Como veis son muchas la vueltas que le sigo dando, así que agradecería cualquier consejo, ayuda, opinión… que me podáis facilitar.

Y si después de todo, resulta que si es una buena idea, sería genial que me pudierais facilitar datos de proveedores, distribuidores, marcas de lavadoras y secadoras autoservicio, con opiniones sobre ellos.

Gracias ante todo y espero vuestros comentario.


----------



## gus258 (13 May 2014)

Fracaso

Pressto lo intentó y lo tuvo que dejar. Además, ningún seguro, a no ser que sea un suicida, te va a asegurar unas máquinas de lavandería no manejadas por el responsable, y mucho menos sin estar bajo su supervisión.

Un saludo.


----------



## Diegales (13 May 2014)

Yo pase una temporada mirando abrir una en California. Aqui son algo razonablemente popular. Finalmente lo deje, pues no me acababan de salir los numeros. 

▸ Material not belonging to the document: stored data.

PR #558, opened 2020-02-14
expose pprof port on sidecar

nonsense:
TODO:
- [x] add a flag to sidecar so that it actually starts pprof on 6060

We could template this, so that a dev can enable/disable pprof, but for now we can assume that `sidecar.yaml` is setup correctly (enabled or disabled) and be done with it - I don't want to introduce another level of indirection.

---

Fixes: https://github.com/ipfs/testground/issues/423

### DIFF
--- a/cmd/sidecar.go
+++ b/cmd/sidecar.go
@@ -2,9 +2,12 @@ package cmd
 
 import (
 	"fmt"
+	"net/http"
+	_ "net/http/pprof"
 	"runtime"
 	"strings"
 
+	"github.com/ipfs/testground/pkg/logging"
 	"github.com/ipfs/testground/pkg/sidecar"
 	"github.com/urfave/cli"
 )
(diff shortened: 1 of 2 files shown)


nonsense:
Similar as pods, one could access this port by:

```
kubectl proxy
```

And then navigating to the http service, for example:

```
http://localhost:8001/api/v1/namespaces/default/pods/http:tg-dht-205d92ad7fb8-cypress-99:6060/proxy/debug/pprof/
```

Not sure if we need any more tooling around that (such as abstracting all this in `testground`).

WDYT?

nonsense:
@aschmahmann FYI in case we come across a sidecar that stops working again.

dirkmc:
😍

nonsense:
@dirkmc note that we are exposing 6060 on pods of testplan instances as well (https://github.com/ipfs/testground/blob/master/pkg/runner/cluster_k8s.go#L460) so if you add `pprof` to your testplans, you can access it the same way as described here (via the `kubectl proxy` and then the proxy scheme ; or port-forward directly to a given pod with `kubectl port-forward`)

dirkmc:
Awesome! Thanks Anton, this will be super useful for fuzz testing

PR #564, opened 2020-02-15
Add pushgateway

coryschwartz:
Install the prometheus pushgateway for short-lived tests
The values included are mostly from the stable helm chart,
but edited to take advantage of the prometheus operator.


coryschwartz:
this depends on  the prometheus operator, which is added in https://github.com/ipfs/testground/pull/534

nonsense:
LGTM. Let's merge after #534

Unas cuantas cosas a tener en cuenta: 
* Revisa eso de los $24K en equipamiento. Yo creo que va a ser mas, mucho, muchisimo mas... (Si no quieres poner los detalles por aqui, mandamelos por privado)
* La eleccion de la zona es clave. Las mejores son zonas con bajo nivel adquisitivo. Un clasico ejemplo de cuanto peor, mejor. 
* Lo anterior te dara idea del tipo de cliente. ?Estas preparado para lidiar con ello?
* Existen programas informaticos para permitir la gestion remota de todo el local: seguridad, cierre apertura de puertas, que maquinas funcionan, etc... Todos ellos, por supuesto cuestan dinero. 
* Una opcion interesante es ofrecer servicio de lavanderia a comercios (restaurantes cercanos). Aqui se suele hacer al peso (tantos kilos de manteles y servilletas sucios) y se suelen devolver limpios, plegados y planchados. Eso te permite dos cosas: tener las maquinas mas tiempo funcionando + poner un empleado por alli que se pueda encargar de vigilar un poco. 

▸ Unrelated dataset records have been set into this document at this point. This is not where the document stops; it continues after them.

PR #565, opened 2020-02-16
Proposal: dealing with upstream API evolution in test plans

raulk:
This design proposal:

* analyses the problem domain.
* studies various tactics and their applicability in the face of different kinds of upstream API evolution.
* proposes a concrete solution for both manual shim activation, and automatic shim activation based on version detection.

### DIFF
--- a/docs/EVOLVING_APIs.md
+++ b/docs/EVOLVING_APIs.md
@@ -1,0 +1,189 @@
+# Dealing with evolving APIs of components under test
+
+## Problem statement
+
+Testground makes it simple to compile test plans against arbitrary versions of
+upstream dependencies.
+
+This feature is powerful in that it serves as the cornerstone of comparative
+testing, enabling users to compare how version A of a specific module performs
+against versions B, C, and D. And even to orchestrate scenarios where all those
+versions are tested together within a single composition run.
+
+Power does not come devoid of challenges. Concretely, the main challenge here is
+sustainable and straightforward maintenance and evolution of the test plan and
+the components under test. None of those are stationary in time. They are bound
+to evolve both behaviourally and contractually (API changes).
+
+Ensuring that a test plan remains compatible and buildable against all relevant
+versions of upstream dependencies over time (or against a declared version range
+thereof) isn't something that will happen automatically, nor trivially.
+
+Testground needs to provide the plumbing for test plans to remain backwards and
+forwards-compatible with upstream dependencies, and this proposal introduces
+approaches to resolve this concern.
+
+## Constraints
+
+1. We want test plans to be _wildcard buildable_.
+     * We categorically want to avoid maintaining forks of test plans, where
+       each fork builds against a specific upstream dependency range.
+     * Such a scenario would rapidly turn into a maintenance chaos, and would
+       scale poorly when targeting multiple changing upstreams, turning into an
+       exponential hairball, as we'd have to maintain forks for the cartesian
+       product of all targeted upstreams.
+2. This problem applies only to test plans written in statically-typed languages
+   (e.g. Go).
+     * Dynamically-typed languages do not suffer from this problem, as they can
+       perform all kinds of tricks to do feature/API detection, and vary the
+       test plan's behaviour in accordance.
+3. How testground deals with this must refrain from using language-specific
+   assumptions and semantics in its core.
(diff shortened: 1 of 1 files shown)


docs/EVOLVING_APIs.md
```diff
@@ -0,0 +1,317 @@
...
+thereof) isn't something that will happen automatically, nor trivially.
+
+Testground needs to provide the plumbing for test plans to remain backwards and
+forwards-compatible with upstream dependencies, and this proposal introduces
+approaches to resolve this concern.
+
+## Constraints
+
+1. We want test plans to be _wildcard buildable_.
+     * We categorically want to avoid maintaining forks of test plans, where
```
nonsense: I am not convinced this solution is so bad. If you want to maintain all testplans until the end of time, then it is bad. If you build testplans `on-demand` to build confidence before release (as Testground is in `exploration/experimentation phase`), this is a simple solution.

On line 18 you say `all relevant versions` - would old versions, where APIs are no longer up-to-date stay `relevant` for months/years after a release? Would you want to run all testplan against them for a long period of time, after a release?

This about `go-ipfs 0.5.0` - once it is released, would we be running tests against older versions (even assuming we have meaningful testplans for all patch 0.4.x versions?)

I think the power of Testground would come from comparative releases - new vs old - not from keeping testplans relevant over time.

---

Discarding this option and opting for shims puts more cognitive load on developers of testplans.

docs/EVOLVING_APIs.md
```diff
@@ -0,0 +1,317 @@
...
+
+As a result, we do not consider this approach generally feasible by itself, in
+that drawbacks (2) and (3) actually make assumptions about available types.
+
+However, this approach _could_ be combined with shims to layer on conditional
+activation/selection based on upstream dependency versions.
+
+### Reflection
+
+Reflection in go is great, but insufficient by itselef in the advent of type
```
nonsense: typos - `Go` and `itself`.

docs/EVOLVING_APIs.md
raulk: > Consider go-ipfs 0.5.0 - once it is released, would we be running tests against older versions (even assuming we have meaningful testplans for all patch 0.4.x versions?)

Yes!

I'd like the ability to re-run a test against an arbitrary version of an upstream dependency at any time. This is important for many reasons:

* we will want to compose test scenarios with hybrid versions, to simulate real networks, where users don't upgrade in unison. deleting the test code for old versions would render this impossible. for example, the IPFS network still has nodes running v0.4.18 (November 2018).
* we won't be the only ones archiving testground results -- other actors will want to run our tests to produce their own observations / data points, to confirm or reject ours. Allowing others to reproduce our results is very important.
* Our infrastructure will vary over time, in ways that it'll affect the baseline numbers. We will want to rerun tests.
* Go versions change and introduce performance/footprint improvements and regressions. We will want to rerun tests.
* We cannot assume that our historical database will be perennial. It can be destroyed, and if we have deleted the code that generated those results, it'll all be a mess. Yes, it'll probably stay buried somewhere in version control, but relying on that is a mistake IMO.

The mechanisms introduced in this document allow us to reason only once about how to test the API of a particular version.

We then proceed to encode this information in actual code, effectively building a database of shims over time that allow us to exercise any historical version of the software under test.

docs/EVOLVING_APIs.md
raulk: Thanks!

raulk:
```suggestion
Reflection in Go is great, but insufficient by itself in the advent of type
```

raulk:
Thanks for the review, @nonsense!

raulk:
Manual shim selection is implemented in #566.

docs/EVOLVING_APIs.md
nonsense: I'm just saying that doing this has a price, and it is a bit hard to say right now what kind of testing will provide the most value vs effort/cost. Furthermore we will have to support multiple languages, so you will have to write a given testplan for a Go impl, Rust impl and JS impl. This is essentially the same thing as writing a given testplan for Go impl ver A, and Go impl ver B, however you suggest we introduce a different construct with `shims`.

PR #567, opened 2020-02-17
Add a state machine

coryschwartz:
The purpose for this is to abstract away synchronization methods and allow modeling for patterns, such as plan factories.

### DIFF
--- a/manifests/example.toml
+++ b/manifests/example.toml
@@ -51,3 +51,7 @@ instances = { min = 1, max = 200, default = 1 }
 [[testcases]]
 name = "sync"
 instances = { min = 2, max = 200, default = 5 }
+
+[[testcases]]
+name = "statemachine"
+instances = { min = 1, max = 200, default = 5 }
--- a/plans/example/main.go
+++ b/plans/example/main.go
@@ -25,6 +25,8 @@ func run(runenv *runtime.RunEnv) error {
 		return ExampleParams(runenv)
 	case "sync":
 		return ExampleSync(runenv)
+	case "statemachine":
+		return ExampleStateMachine(runenv)
 	default:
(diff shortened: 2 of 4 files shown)


Stebalien:
Can we get an example of this in practice?

coryschwartz:
@Stebalien I added an example for you.

I admit it's a bit hard to read, but the idea I'm shooting for is to be able to abstract away some of the details, like barriers between phases of a test.

It seems to me that many of the tests are written in distinct phases, acts, whatever. The example would allow multiple acts to be performed with a barrier between them. The whole test plan is constructed using a factory. 

The factory, in my mind, could be managed by in the SDK and used by plans. We would add factories for common patterns, barrier configurations, etc.


It might be easier just to copy frequently used methods into a 'utils' package. I could imagine just copying methods from the bitswap-tuning and others that plans that have made good utils.

Stebalien:
I guess, at this point, I'm not seeing how this could be used to simplify the tests. It's probably more flexible (and simpler) to just write:

```go
var err error
for i, stage := []func(...){
  Stage1, // defined elsewhere.
  Stage2,
  Stage3,
} {
    if err == nil { // we still want to hit the barriers if we hit a failure.
        err = stage(...)
    }
    BarrierHelper(fmt.Sprintf("barrier-%d", i))
}
teardown(...)
return err
```

We could even put this in a function if it becomes a pattern.

coryschwartz:
True, and not merging.

I was going for re-usable patterns similar to operators in apache airflow, but I have to agree with you I'm not happy with this change. Closing.

Robmat05:
ok, this ticket has been abandoned and will be closed and tagged as ‘Rotten’

PR #568, opened 2020-02-17
Add network utils

coryschwartz:
This is largely taken from the bitswap tuning, and made a little more general

Does it make sense to come up with some common/well-known toml-configuration params?


sdk/utils/network.go
```diff
@@ -0,0 +1,68 @@
+package utils
```
nonsense: nitpick: maybe we could name this package `network`, with methods called `Setup` and `SetupWaitAll`, then we avoid having a generic name for a package.

Stebalien: Agree. If we do that, we should move all network helpers here (e.g., `sync.WaitNetworkInitialized`).

coryschwartz: Sounds good, I will do that.

sdk/sync/helper.go
```diff
@@ -7,6 +7,8 @@ import (
 	"github.com/ipfs/testground/sdk/runtime"
 )
 
+// Depreciated. Use sdk.network.WaitNetworkInitialized
```
Stebalien: This is going to cause the lints to fail. We should do a mass update.

Stebalien:
LGTM once tests pass.

coryschwartz:
I'm closing this for now. I think there will be a more comprehensive plan SDK review in the future.

Robmat05:
Ok, cool. We will close this as ‘Discarded’ and look for it to be linked to a new ticket on SDK review, once it is opened.

PR #573, opened 2020-02-19
Start prometheus and pushgatway on local docker

coryschwartz:
For feature parity with the the k8s runner.

Prometheus and pushgateway start and attach to the control network. 

Right now I haven't considered how to make it resolvable, but we should make it the same as the k8s runner as much as possible.


pkg/runner/local_docker.go
```diff
@@ -337,7 +349,7 @@ func ensureControlNetwork(ctx context.Context, cli *client.Client, log *zap.Suga
 		ctx,
 		log, cli,
 		"testground-control",
-		true,
+		false,
```
coryschwartz: Even with PublishAllPorts set true, ports are not exposed through the NAT when the network is internal. I switched this to enable us to view these containers in our local web browser.

pkg/runner/local_docker.go
```diff
@@ -383,6 +395,46 @@ func newDataNetwork(ctx context.Context, cli *client.Client, log *zap.SugaredLog
...
 
+func ensurePrometheusContainer(ctx context.Context, cli *client.Client, log *zap.SugaredLogger, controlNetworkID string) (id string, err error) {
+	container, _, err := docker.EnsureContainer(ctx, log, cli, &docker.EnsureContainerOpts{
+		ContainerName: "prometheus",
+		ContainerConfig: &container.Config{
+			Image: "prom/prometheus",
+		},
+		HostConfig: &container.HostConfig{
+			NetworkMode:     container.NetworkMode(controlNetworkID),
+			PublishAllPorts: true,
```
coryschwartz: This exposes an ephemeral port accessible by the host.

coryschwartz:
I would say this *works* but the experience is less than ideal.

Unlike the prometheus operator on kubernetes, which can perform auto-discovery for nodes to scrape, the prometheus container running by itself, such as basic docker incantation, does not discover the pushgateway. I am getting around this by bind mounting the config into the container, but really what should happen is just replace the config by adding another layer. I think I'm going to back out the bind mount change and instead just build another local container with the Makefile so it's properly configured. 


Don't approve this yet, is what I'm saying.

coryschwartz:
For the kubernetes prometheus operator, the configuration is not required since it can learn about scrape endpoints from the ServiceMonitor CRD. Of course, we do not have such concepts available in a local docker environment. I'm going to close this one and open a nearly-identical PR so I don't have to deal with the merge conflicts that have built up since this was initially opened, but I'll continue with your suggestions there. Thanks @raulk.

Robmat05:
Thanks @coryschwartz, I’ve tagged this as Discarded. So when you open the new ticket, please remember to link to this one so that we can track the progress from when the issue was originally targeted for dev.

Good job recognizing not to bang your head against the wall!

Cuando me fui de Hispanistan (hace ya 10+ agnos) no conocia ningun sitio asi. La ultima vez que estuve por alli vi un par de sitios (en dos ciudades distintas).


----------



## Z4LMAN (15 May 2014)

Diegales dijo:


> Yo pase una temporada mirando abrir una en California. Aqui son algo razonablemente popular. Finalmente lo deje, pues no me acababan de salir los numeros.
> 
> Unas cuantas cosas a tener en cuenta:
> * Revisa eso de los $24K en equipamiento. Yo creo que va a ser mas, mucho, muchisimo mas... (Si no quieres poner los detalles por aqui, mandamelos por privado)
> ...



Si te vas de España a buscar las americas..no me jodas y pongas una puta lavanderia, e..DEJA EL LISTON MAS ALTO JODER.....que poco amor propio teneis algunos joder, salir de España para ir a hacer el ridiculo al extranjero


----------



## el_gitano (15 May 2014)

Tu negocio basicamente consiste en que la gente salga de casa con la ropa sucia en una bolsa, se desplace hasta el local y ellos mismos se pongan la lavadora, mientras tanto esperan ahi sin hacer nada una hora.
luego se saca la ropa ( al menos estarå seca), la guardan en otra bolsa y se van a plancharla a su casa.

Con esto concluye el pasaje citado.